INSTRUCTIONS TO FOLLOW: Across the whole listing, copy out every line that includes the string "under".

PROVIDED RECORDS:
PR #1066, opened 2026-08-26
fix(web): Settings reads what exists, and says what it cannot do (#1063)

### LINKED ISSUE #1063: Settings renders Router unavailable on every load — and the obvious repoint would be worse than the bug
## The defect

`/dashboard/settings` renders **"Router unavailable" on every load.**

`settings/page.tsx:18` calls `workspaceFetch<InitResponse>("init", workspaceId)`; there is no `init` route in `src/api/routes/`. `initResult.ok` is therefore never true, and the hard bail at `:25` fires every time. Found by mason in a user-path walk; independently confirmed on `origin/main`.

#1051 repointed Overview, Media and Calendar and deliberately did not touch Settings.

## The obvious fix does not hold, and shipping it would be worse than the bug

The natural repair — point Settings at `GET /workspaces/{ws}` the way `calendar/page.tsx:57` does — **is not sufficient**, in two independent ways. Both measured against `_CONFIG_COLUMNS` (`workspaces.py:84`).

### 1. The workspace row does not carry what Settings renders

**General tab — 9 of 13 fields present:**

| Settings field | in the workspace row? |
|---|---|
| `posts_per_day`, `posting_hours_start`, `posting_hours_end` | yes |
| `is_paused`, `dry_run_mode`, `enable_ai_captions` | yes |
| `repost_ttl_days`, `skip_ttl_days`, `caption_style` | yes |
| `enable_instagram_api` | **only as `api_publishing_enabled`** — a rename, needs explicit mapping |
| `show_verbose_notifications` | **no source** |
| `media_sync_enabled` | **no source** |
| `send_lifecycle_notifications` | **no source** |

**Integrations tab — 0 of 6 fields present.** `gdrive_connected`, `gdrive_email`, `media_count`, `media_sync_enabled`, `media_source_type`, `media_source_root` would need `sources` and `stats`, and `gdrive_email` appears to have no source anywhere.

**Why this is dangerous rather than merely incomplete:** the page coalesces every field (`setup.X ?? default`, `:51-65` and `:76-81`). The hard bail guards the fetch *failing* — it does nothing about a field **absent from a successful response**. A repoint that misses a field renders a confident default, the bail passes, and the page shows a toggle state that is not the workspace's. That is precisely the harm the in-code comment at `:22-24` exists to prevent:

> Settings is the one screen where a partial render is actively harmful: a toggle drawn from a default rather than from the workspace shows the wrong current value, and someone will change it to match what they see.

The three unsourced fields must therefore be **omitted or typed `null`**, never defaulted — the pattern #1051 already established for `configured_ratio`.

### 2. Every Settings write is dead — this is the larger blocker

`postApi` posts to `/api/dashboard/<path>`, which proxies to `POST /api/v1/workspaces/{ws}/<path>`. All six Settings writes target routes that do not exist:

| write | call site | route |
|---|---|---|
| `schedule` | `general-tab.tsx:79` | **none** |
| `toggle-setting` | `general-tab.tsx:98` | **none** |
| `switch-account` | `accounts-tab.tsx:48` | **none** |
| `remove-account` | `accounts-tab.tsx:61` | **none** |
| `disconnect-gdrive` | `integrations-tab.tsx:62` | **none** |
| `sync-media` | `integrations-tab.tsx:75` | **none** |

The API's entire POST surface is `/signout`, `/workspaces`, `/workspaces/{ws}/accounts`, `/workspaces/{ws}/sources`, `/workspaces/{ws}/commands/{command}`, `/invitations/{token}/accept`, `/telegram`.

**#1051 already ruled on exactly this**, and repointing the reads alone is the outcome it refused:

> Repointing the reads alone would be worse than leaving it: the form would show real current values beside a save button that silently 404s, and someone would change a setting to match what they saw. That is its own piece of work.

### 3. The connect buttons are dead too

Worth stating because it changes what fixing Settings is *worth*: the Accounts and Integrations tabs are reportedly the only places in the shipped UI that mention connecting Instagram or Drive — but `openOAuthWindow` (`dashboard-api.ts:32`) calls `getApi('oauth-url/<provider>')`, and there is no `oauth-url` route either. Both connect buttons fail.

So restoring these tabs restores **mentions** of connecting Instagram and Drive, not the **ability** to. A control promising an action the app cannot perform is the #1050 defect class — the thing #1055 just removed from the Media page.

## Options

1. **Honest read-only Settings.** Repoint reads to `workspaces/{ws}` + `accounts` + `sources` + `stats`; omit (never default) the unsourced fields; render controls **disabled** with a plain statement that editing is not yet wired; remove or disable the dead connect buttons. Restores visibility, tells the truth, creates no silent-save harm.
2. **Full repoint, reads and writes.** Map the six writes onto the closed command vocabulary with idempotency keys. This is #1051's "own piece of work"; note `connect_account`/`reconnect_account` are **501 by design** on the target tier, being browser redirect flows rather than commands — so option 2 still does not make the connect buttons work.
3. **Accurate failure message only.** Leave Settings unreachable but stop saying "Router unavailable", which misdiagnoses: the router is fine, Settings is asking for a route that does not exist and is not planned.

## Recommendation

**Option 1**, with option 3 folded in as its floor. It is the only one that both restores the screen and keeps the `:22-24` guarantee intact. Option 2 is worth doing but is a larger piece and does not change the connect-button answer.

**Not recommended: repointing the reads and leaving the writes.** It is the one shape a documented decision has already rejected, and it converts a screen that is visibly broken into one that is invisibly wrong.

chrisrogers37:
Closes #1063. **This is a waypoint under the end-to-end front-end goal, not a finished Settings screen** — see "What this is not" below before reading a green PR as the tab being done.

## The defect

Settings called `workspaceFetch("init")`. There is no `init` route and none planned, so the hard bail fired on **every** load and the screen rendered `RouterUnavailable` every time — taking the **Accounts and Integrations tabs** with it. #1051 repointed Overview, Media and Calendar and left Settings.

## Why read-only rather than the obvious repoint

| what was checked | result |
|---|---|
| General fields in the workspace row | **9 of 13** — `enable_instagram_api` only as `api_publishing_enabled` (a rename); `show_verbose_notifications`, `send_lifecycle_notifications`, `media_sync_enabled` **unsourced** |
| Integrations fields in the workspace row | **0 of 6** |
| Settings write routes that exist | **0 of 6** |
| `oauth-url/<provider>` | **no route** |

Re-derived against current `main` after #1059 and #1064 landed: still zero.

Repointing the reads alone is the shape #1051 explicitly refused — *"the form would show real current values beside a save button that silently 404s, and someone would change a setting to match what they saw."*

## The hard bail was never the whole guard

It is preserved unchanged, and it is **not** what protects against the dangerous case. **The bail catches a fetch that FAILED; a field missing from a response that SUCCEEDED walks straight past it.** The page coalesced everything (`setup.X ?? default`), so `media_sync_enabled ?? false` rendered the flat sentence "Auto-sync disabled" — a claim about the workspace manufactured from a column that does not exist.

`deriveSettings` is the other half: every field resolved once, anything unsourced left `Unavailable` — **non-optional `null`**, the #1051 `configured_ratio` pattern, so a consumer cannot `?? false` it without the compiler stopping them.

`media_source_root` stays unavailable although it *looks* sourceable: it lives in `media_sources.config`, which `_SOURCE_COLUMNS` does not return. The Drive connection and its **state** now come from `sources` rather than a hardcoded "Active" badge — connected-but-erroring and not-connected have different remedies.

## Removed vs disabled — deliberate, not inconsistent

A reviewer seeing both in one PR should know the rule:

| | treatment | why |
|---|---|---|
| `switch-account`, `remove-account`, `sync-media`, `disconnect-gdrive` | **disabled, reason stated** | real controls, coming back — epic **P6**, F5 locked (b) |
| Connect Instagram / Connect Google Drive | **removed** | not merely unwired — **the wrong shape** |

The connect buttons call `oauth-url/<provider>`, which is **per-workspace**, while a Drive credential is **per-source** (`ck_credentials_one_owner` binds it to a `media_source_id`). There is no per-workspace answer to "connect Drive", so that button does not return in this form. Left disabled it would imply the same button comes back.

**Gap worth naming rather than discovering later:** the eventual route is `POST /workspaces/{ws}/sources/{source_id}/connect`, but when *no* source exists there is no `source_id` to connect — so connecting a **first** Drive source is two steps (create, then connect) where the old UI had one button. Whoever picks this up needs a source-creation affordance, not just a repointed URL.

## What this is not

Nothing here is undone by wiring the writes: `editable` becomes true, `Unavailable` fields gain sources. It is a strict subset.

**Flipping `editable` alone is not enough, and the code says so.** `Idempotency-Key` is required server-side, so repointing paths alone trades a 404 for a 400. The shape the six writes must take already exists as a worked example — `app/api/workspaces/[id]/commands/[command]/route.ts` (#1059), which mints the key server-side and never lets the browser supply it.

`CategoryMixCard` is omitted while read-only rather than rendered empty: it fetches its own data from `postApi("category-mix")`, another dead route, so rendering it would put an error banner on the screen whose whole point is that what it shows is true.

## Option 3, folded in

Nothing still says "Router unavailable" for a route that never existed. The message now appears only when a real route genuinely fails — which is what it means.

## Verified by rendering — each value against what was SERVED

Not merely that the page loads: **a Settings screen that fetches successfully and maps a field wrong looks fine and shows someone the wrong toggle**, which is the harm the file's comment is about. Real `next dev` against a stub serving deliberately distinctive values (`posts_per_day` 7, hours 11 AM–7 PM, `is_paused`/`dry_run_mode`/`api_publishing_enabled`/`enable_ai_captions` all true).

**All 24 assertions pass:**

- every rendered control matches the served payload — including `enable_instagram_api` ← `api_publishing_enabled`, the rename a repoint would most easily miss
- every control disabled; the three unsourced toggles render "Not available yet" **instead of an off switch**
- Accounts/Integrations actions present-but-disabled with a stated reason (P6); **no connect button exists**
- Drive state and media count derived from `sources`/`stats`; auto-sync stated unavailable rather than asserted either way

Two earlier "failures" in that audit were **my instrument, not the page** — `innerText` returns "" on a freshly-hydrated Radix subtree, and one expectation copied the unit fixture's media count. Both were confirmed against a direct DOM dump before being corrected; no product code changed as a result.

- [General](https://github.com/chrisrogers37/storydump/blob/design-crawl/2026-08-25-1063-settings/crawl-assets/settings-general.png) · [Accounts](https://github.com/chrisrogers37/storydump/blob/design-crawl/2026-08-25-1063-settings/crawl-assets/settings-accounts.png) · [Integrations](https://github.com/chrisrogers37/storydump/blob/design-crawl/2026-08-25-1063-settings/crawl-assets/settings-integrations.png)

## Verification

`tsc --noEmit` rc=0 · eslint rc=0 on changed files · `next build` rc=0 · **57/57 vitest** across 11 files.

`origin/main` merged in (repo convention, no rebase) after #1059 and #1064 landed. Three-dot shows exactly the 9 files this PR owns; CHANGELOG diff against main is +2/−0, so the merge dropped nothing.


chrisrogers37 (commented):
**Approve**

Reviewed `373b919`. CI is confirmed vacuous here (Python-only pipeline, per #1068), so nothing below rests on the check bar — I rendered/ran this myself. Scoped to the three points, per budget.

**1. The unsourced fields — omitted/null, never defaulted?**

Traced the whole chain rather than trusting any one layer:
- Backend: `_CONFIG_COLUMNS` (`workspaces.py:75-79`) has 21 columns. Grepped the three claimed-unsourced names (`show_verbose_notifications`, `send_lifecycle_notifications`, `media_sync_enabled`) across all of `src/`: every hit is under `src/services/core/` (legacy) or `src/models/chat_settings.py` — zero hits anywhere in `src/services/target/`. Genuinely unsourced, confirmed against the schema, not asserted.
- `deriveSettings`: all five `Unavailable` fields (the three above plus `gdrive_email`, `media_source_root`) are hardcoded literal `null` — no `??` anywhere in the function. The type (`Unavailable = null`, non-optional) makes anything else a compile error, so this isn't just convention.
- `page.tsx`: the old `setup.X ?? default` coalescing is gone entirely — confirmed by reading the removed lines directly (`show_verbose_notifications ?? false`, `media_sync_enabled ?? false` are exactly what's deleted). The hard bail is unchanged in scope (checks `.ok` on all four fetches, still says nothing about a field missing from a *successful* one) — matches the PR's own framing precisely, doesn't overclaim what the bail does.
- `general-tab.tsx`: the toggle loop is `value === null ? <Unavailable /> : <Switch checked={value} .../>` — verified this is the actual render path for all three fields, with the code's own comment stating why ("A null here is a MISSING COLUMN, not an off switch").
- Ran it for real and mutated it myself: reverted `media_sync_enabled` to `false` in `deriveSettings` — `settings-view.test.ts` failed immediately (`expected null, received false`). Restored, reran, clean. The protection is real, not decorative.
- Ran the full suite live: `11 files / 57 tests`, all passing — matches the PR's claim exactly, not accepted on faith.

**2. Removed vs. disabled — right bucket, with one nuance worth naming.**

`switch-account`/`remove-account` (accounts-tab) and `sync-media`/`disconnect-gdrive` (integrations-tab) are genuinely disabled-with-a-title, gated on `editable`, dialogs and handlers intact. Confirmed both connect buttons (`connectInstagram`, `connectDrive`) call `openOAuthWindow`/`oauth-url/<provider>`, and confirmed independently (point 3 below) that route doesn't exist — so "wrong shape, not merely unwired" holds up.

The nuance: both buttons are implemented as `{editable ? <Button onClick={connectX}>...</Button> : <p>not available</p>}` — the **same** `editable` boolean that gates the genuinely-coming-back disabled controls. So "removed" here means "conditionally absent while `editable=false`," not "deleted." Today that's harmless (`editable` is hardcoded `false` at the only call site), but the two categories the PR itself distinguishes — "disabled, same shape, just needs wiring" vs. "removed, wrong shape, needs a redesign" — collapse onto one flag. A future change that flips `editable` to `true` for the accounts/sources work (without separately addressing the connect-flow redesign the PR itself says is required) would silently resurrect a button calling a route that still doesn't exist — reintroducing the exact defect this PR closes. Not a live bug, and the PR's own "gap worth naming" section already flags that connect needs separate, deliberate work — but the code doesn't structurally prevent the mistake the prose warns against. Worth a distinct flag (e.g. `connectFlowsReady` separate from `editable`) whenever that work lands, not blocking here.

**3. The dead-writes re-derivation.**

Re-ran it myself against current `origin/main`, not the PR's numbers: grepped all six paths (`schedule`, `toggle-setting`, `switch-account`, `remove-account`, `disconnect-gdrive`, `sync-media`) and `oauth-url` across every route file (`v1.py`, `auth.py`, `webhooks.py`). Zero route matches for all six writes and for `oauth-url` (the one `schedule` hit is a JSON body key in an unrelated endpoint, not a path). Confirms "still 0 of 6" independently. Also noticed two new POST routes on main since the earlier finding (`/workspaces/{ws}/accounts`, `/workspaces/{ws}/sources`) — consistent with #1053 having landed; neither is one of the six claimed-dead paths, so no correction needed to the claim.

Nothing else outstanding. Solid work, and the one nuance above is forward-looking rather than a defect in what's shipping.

RESULT OF THIS TASK:
Closes #1063. **This is a waypoint under the end-to-end front-end goal, not a finished Settings screen** — see "What this is not" below before reading a green PR as the tab being done.
- Backend: `_CONFIG_COLUMNS` (`workspaces.py:75-79`) has 21 columns. Grepped the three claimed-unsourced names (`show_verbose_notifications`, `send_lifecycle_notifications`, `media_sync_enabled`) across all of `src/`: every hit is under `src/services/core/` (legacy) or `src/models/chat_settings.py` — zero hits anywhere in `src/services/target/`. Genuinely unsourced, confirmed against the schema, not asserted.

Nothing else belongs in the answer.